#### DATA FOR PROCESSING
PR #1910, opened 2020-05-19
Use Signed 32 bit integer type for ids

jgrund:
Postgres does not support unsigned numbers (besides the oid type).
As such, all ids in IML are actually signed 32 bit ints.

Update the representation of these types in wire-types and other spots to reflect this.

This will pave the way for using diesel struct types instead of
repeating types in both iml-orm and wire-types.

---
This change is [Reviewable](https://reviewable.io/reviews/whamcloud/integrated-manager-for-lustre/1910)

### DIFF
--- a/iml-gui/crate/src/components/command_modal.rs
+++ b/iml-gui/crate/src/components/command_modal.rs
@@ -26,23 +26,23 @@ const POLL_INTERVAL: Duration = Duration::from_millis(1000);
 
 type Job0 = Job<Option<serde_json::Value>>;
 
-type RichCommand = Rich<u32, Arc<Command>>;
-type RichJob = Rich<u32, Arc<Job0>>;
-type RichStep = Rich<u32, Arc<Step>>;
+type RichCommand = Rich<i32, Arc<Command>>;
+type RichJob = Rich<i32, Arc<Job0>>;
+type RichStep = Rich<i32, Arc<Step>>;
 
-type JobsGraph = DependencyDAG<u32, RichJob>;
-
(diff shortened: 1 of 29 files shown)


iml-gui/crate/src/components/command_modal.rs
```diff
@@ -551,21 +551,21 @@ where
...
+            // we always can url encode a vector of i32-s
             unreachable!("Cannot encode request for {} with params {:?}", T::endpoint_name(), ids)
         }
     }
 }
 
-fn extract_uri_id<T: EndpointName>(input: &str) -> Option<u32> {
+fn extract_uri_id<T: EndpointName>(input: &str) -> Option<i32> {
     lazy_static::lazy_static! {
         static ref RE: Regex = Regex::new(r"/api/(\w+)/(\d+)/").unwrap();
```
nlinker, line 562:
```suggestion
        static ref RE: Regex = Regex::new(r"/api/(\w+)/(-?\d+)/").unwrap();
```
The rationale is that since now the ids can be negative in principle, the urls can become like `/api/command/-12/`.
This however might be enforced somewhere else, so the flexibility might not be required.

jgrund: The invariant has been loosened, but in principle we won't accept negative numbers. I don't think we should change this to account for negatives.

jgrund: in other words, the ids should always be > 0.

nlinker: Ok, then.

jgrund:
Landed as 3a00eb46f46577f29129c4949b205a0600615914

#### AIM OF THE TASK
Report every line containing the word "principle" from the listing above.

#### ANSWER SECTION
The rationale is that since now the ids can be negative in principle, the urls can become like `/api/command/-12/`.
jgrund: The invariant has been loosened, but in principle we won't accept negative numbers. I don't think we should change this to account for negatives.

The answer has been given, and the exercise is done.